PR #176, opened 2025-04-16
Reth 1.3.11

cody-wang-cb:
Support reth 1.3.11

### DIFF
--- a/Cargo.lock
+++ b/Cargo.lock
@@ -55,9 +55,9 @@ dependencies = [
 
 [[package]]
 name = "alloy-consensus"
-version = "0.13.0"
+version = "0.14.0"
 source = "registry+https://github.com/rust-lang/crates.io-index"
-checksum = "27d301f5bcfd37e3aac727c360d8b50c33ddff9169ce0370198dedda36a9927d"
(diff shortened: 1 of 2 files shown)


src/server.rs
```diff
@@ -605,8 +649,18 @@ impl RollupBoostServer {
 
         let (l2_payload, builder_payload) = tokio::join!(l2_client_future, builder_client_future);
         let (payload, context) = match (builder_payload, l2_payload) {
-            (Ok(Some(builder)), _) => Ok((builder, PayloadSource::Builder)),
-            (_, Ok(l2)) => Ok((l2, PayloadSource::L2)),
+            (Ok(Some(builder)), Ok(l2)) => {
+                histogram!("block_building_gas_difference")
```
avalonche, line 653: these can be defined in `impl SpanProcessor for MetricsSpanProcessor {` on the end of the call?

src/client/rpc.rs
```diff
@@ -291,6 +302,11 @@ impl RpcClient {
             .set_code()?;
 
         if res.is_invalid() {
+            counter!(format!(
+                "rpc_new_payload_v4_invalid_payload_{}",
```
avalonche, line 306: many of the metrics can be simplified by having the method name and payload source as an attribute

avalonche (approved):

PR #177, opened 2025-04-16
loopback address for testing to bypass firewall issues

jowparks:
Note I did not change default values for `cli` as I didn't want to modify default behavior in fear of breaking some downstream default usage.


jowparks:
Closing in lieu of https://github.com/flashbots/rollup-boost/pull/176/files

> [AIM OF THE EXERCISE]:
For this task, set down the entire listing word for word.

> [RESPONSE TO THE EXERCISE]:
PR #176, opened 2025-04-16
Reth 1.3.11

cody-wang-cb:
Support reth 1.3.11

### DIFF
--- a/Cargo.lock
+++ b/Cargo.lock
@@ -55,9 +55,9 @@ dependencies = [
 
 [[package]]
 name = "alloy-consensus"
-version = "0.13.0"
+version = "0.14.0"
 source = "registry+https://github.com/rust-lang/crates.io-index"
-checksum = "27d301f5bcfd37e3aac727c360d8b50c33ddff9169ce0370198dedda36a9927d"
(diff shortened: 1 of 2 files shown)


src/server.rs
```diff
@@ -605,8 +649,18 @@ impl RollupBoostServer {
 
         let (l2_payload, builder_payload) = tokio::join!(l2_client_future, builder_client_future);
         let (payload, context) = match (builder_payload, l2_payload) {
-            (Ok(Some(builder)), _) => Ok((builder, PayloadSource::Builder)),
-            (_, Ok(l2)) => Ok((l2, PayloadSource::L2)),
+            (Ok(Some(builder)), Ok(l2)) => {
+                histogram!("block_building_gas_difference")
```
avalonche, line 653: these can be defined in `impl SpanProcessor for MetricsSpanProcessor {` on the end of the call?

src/client/rpc.rs
```diff
@@ -291,6 +302,11 @@ impl RpcClient {
             .set_code()?;
 
         if res.is_invalid() {
+            counter!(format!(
+                "rpc_new_payload_v4_invalid_payload_{}",
```
avalonche, line 306: many of the metrics can be simplified by having the method name and payload source as an attribute

avalonche (approved):

PR #177, opened 2025-04-16
loopback address for testing to bypass firewall issues

jowparks:
Note I did not change default values for `cli` as I didn't want to modify default behavior in fear of breaking some downstream default usage.


jowparks:
Closing in lieu of https://github.com/flashbots/rollup-boost/pull/176/files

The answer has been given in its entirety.